| TRY IT |
The expected answer is the data below, retyped exactly.

| RECORDED INFORMATION |

Start of Block

PR #3153, opened 2025-07-10
Fix relative path to .zig directory in Makefiles

OBarronCS:
This PR fixes a relative path to the ZIGPATH environment variable in the Makefiles that compile programs for tests. A directory restructure in #3101 meant the paths were no longer accurate. This makes running `make` manually while in the test directory work.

End of Block

| TASK SOLUTION |
PR #3153, opened 2025-07-10
Fix relative path to .zig directory in Makefiles

OBarronCS:
This PR fixes a relative path to the ZIGPATH environment variable in the Makefiles that compile programs for tests. A directory restructure in #3101 meant the paths were no longer accurate. This makes running `make` manually while in the test directory work.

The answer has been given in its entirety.